Tip: if you want a safe route, go for the 45 minute trek. I do not recommend our way except if you’re all males with strong legs and you can swim. Do not risk it. Boats don’t even normally go there. Mang Johnny was just a bit daring. Also, if you have a camera, place it inside a plastic bag to protect it from the water.
The boat roared one last time across the waves as we rode to San Miguel. After about an hour, we were in Mang Johnny’s beautiful house, taking a shower, and then eating their pancit and buko pie. The hospitality of the people here is the stuff of my old elementary Filipino textbooks. Wow, Filipinos are indeed hospitable. The same tricycle driver we rode to get to San Miguel was already waiting for us outside. Mang Johnny helped us carry our bags to the tricycle and we were leaving his house in a matter of minutes. Only tricycles went back and forth on the roads here. I didn’t see one single car.
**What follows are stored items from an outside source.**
PR #277, opened 2023-02-25
Revert pre-enabled x2APIC by BIOS to xAPIC

x86fr:
Here's something we need to discuss. I'm working on full x2APIC support, but debugging is long and painful (messing with MSRs is a good way to experience a massive amount of GPFs...). 

Some weeks ago, a betatester needed a way to test an ES server (Intel SPR) with SMP enabled, but x2APIC was also enabled (and no way to disable it with a BIOS option), so I wrote a quick patch to disable x2APIC and revert back to xAPIC. It worked fine. 

I tuned it a bit and removed a lot of superfluous ASM checks for APs. It's now extremely small and seems to work as expected on platforms with x2APIC pre-enabled. 

To me, it solved 95+% of the issues we currently have with x2APIC (no SMT at all when x2APIC is enabled), leaving the remaining 5% (support for > 255 cores, which I still question the advantage for Memtest86+) to do. 

Should we start betatesting this for addition in main (before a cleaner but much longer x2APIC implementation in the future)?

### DIFF
--- a/boot/startup64.S
+++ b/boot/startup64.S
@@ -152,6 +152,25 @@ startup:
 
 	leaq	startup_stack_top(%rip), %rsp
 
+    # Disable x2APIC if supported & enabled
+
+    movl	$0x1, %eax
+    cpuid
+    notl	%ecx
+    andl	$0x200000, %ecx
+    jnz	nox2apic				# x2APIC supported?
+    movq	$0x1b, %rcx
+    rdmsr
+    notl	%eax
+    andl	$0xc00, %eax		# x2APIC enabled?
+    jnz	nox2apic
+    rdmsr
+    andl	$0xfffff3ff, %eax	# Disable xAPIC & x2APIC
+    wrmsr
+    orl	$0x800, %eax			# Enable xAPIC only
+    wrmsr
+nox2apic:
+
 	# Pick the correct stack.
 
 	xorq	%rax, %rax
--- a/boot/startup64.S
+++ b/boot/startup64.S
@@ -152,23 +152,23 @@ startup:
 
 	leaq	startup_stack_top(%rip), %rsp
 
-    # Disable x2APIC if supported & enabled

We paid Php50 for the tricycle ride, even less than the Php60 he charged us last time. Travel blogs said tricycle rides to Pundakit were worth Php100. Again, we were awestruck by the people’s kindness.
After about 10 minutes in San Antonio, we were able to ride a minibus to Olongapo. There were no double seats left but the conductor and a passenger agreed to let us have a seat in the front of the bus. The passenger stood for us. At this point, we just didn’t have the words to describe the people here in Zambales. We were overwhelmed at their beautiful character.
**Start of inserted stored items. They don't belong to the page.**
PR #3259, opened 2015-03-17
group about templates

whit537:
Quickie. Includes #3256.


whit537:
Rebased on master since we closed #3256.

PR #3262, opened 2015-03-18
Use container-based testing for Travis

techtonik:
http://docs.travis-ci.com/user/workers/container-based-infrastructure/

PR #3263, opened 2015-03-18
Add caching for pip

techtonik:
Container-based builds allow to cache files. There is support
for caching pip files with `cache: pip`, but because of
https://github.com/travis-ci/travis-ci/issues/3239 it gets disabled
if `.travis.yml` provides own install section. Therefore adding
cached dir manually.


techtonik:
I don't see Travis kicking in to test that. Seems like #3262 needs to be merged first.

Changaco:
I don't see how that would help. Almost all of the dependencies are in the `vendor/` dir, pip doesn't download them. It's compiling the C(++) libs that slows down our builds, we could try caching `env/lib/python2.7/site-packages`.

Changaco:
Needs to be redone on top of master.

techtonik:
How can I restore the branch to rebase on top?

PR #3265, opened 2015-03-18
execnet is a missing pytest_cache dep from requirements_tests.txt

techtonik:
See https://travis-ci.org/gratipay/gratipay.com/builds/54857342#L507


techtonik:
Cool. Thanks.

The ride probably took an hour and 30 minutes. We got off Olongapo and Chemae asked for quick directions to the Victory Liner terminal. After a short walk, we found the terminal and rode the bus to Cubao. We paid Php200 each.
Tip: You can wait for a Victory Liner bus in San Antonio but it doesn’t pass by too often. Minibuses seem more frequent in town.
Memories of Anawangin
The place still haunts me as I write this unnecessarily long travel blog here in the concrete city. I’m glad I agreed to go there with Chemae even if it meant shelling out some money. Well, I was so satisfied with our trip that I probably became a beach buddy over the weekend. All in all, we probably spent just a little over Php1500 each. I also lost my camera but that’s replaceable anyway. All of that is cheap considering I get to go home with memories of Anawangin and Chemae. I get to go home with memories to keep forever.